Write the listing out again, exactly as it reads below.

<<<<

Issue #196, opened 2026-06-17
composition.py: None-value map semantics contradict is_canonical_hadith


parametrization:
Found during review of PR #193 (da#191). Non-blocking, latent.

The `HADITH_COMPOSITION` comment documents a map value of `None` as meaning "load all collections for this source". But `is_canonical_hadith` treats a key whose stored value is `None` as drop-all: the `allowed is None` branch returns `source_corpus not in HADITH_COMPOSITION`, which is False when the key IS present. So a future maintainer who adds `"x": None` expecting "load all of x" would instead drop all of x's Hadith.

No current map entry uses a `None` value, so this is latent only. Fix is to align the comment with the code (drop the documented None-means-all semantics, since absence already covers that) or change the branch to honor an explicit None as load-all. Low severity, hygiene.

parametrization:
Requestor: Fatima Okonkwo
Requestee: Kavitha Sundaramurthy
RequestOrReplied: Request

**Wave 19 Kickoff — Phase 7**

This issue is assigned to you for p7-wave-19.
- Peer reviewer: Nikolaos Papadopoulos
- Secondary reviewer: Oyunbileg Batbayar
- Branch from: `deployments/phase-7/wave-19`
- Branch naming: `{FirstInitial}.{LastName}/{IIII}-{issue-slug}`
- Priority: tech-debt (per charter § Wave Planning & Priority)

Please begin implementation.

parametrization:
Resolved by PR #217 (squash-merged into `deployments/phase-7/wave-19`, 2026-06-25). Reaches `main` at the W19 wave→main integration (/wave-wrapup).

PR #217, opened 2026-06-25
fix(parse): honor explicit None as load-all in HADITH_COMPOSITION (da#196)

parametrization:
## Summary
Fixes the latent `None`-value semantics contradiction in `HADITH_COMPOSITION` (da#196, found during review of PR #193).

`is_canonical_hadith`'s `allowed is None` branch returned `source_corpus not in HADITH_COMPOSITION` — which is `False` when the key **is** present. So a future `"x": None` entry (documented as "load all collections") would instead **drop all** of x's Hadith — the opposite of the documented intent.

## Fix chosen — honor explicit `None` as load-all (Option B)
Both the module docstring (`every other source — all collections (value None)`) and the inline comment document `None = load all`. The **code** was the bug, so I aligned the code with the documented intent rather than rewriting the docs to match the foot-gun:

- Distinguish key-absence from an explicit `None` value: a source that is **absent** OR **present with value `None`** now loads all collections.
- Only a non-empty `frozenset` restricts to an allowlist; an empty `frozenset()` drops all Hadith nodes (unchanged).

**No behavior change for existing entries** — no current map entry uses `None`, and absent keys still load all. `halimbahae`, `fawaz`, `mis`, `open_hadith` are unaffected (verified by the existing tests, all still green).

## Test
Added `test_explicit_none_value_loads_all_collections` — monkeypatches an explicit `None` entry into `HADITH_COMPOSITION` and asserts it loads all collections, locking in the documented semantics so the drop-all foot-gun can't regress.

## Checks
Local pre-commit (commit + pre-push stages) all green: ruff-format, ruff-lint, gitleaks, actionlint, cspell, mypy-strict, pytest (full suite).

>>>>

* _Written reply_
Issue #196, opened 2026-06-17
composition.py: None-value map semantics contradict is_canonical_hadith


parametrization:
Found during review of PR #193 (da#191). Non-blocking, latent.

The `HADITH_COMPOSITION` comment documents a map value of `None` as meaning "load all collections for this source". But `is_canonical_hadith` treats a key whose stored value is `None` as drop-all: the `allowed is None` branch returns `source_corpus not in HADITH_COMPOSITION`, which is False when the key IS present. So a future maintainer who adds `"x": None` expecting "load all of x" would instead drop all of x's Hadith.

No current map entry uses a `None` value, so this is latent only. Fix is to align the comment with the code (drop the documented None-means-all semantics, since absence already covers that) or change the branch to honor an explicit None as load-all. Low severity, hygiene.

parametrization:
Requestor: Fatima Okonkwo
Requestee: Kavitha Sundaramurthy
RequestOrReplied: Request

**Wave 19 Kickoff — Phase 7**

This issue is assigned to you for p7-wave-19.
- Peer reviewer: Nikolaos Papadopoulos
- Secondary reviewer: Oyunbileg Batbayar
- Branch from: `deployments/phase-7/wave-19`
- Branch naming: `{FirstInitial}.{LastName}/{IIII}-{issue-slug}`
- Priority: tech-debt (per charter § Wave Planning & Priority)

Please begin implementation.

parametrization:
Resolved by PR #217 (squash-merged into `deployments/phase-7/wave-19`, 2026-06-25). Reaches `main` at the W19 wave→main integration (/wave-wrapup).

PR #217, opened 2026-06-25
fix(parse): honor explicit None as load-all in HADITH_COMPOSITION (da#196)

parametrization:
## Summary
Fixes the latent `None`-value semantics contradiction in `HADITH_COMPOSITION` (da#196, found during review of PR #193).

`is_canonical_hadith`'s `allowed is None` branch returned `source_corpus not in HADITH_COMPOSITION` — which is `False` when the key **is** present. So a future `"x": None` entry (documented as "load all collections") would instead **drop all** of x's Hadith — the opposite of the documented intent.

## Fix chosen — honor explicit `None` as load-all (Option B)
Both the module docstring (`every other source — all collections (value None)`) and the inline comment document `None = load all`. The **code** was the bug, so I aligned the code with the documented intent rather than rewriting the docs to match the foot-gun:

- Distinguish key-absence from an explicit `None` value: a source that is **absent** OR **present with value `None`** now loads all collections.
- Only a non-empty `frozenset` restricts to an allowlist; an empty `frozenset()` drops all Hadith nodes (unchanged).

**No behavior change for existing entries** — no current map entry uses `None`, and absent keys still load all. `halimbahae`, `fawaz`, `mis`, `open_hadith` are unaffected (verified by the existing tests, all still green).

## Test
Added `test_explicit_none_value_loads_all_collections` — monkeypatches an explicit `None` entry into `HADITH_COMPOSITION` and asserts it loads all collections, locking in the documented semantics so the drop-all foot-gun can't regress.

## Checks
Local pre-commit (commit + pre-push stages) all green: ruff-format, ruff-lint, gitleaks, actionlint, cspell, mypy-strict, pytest (full suite).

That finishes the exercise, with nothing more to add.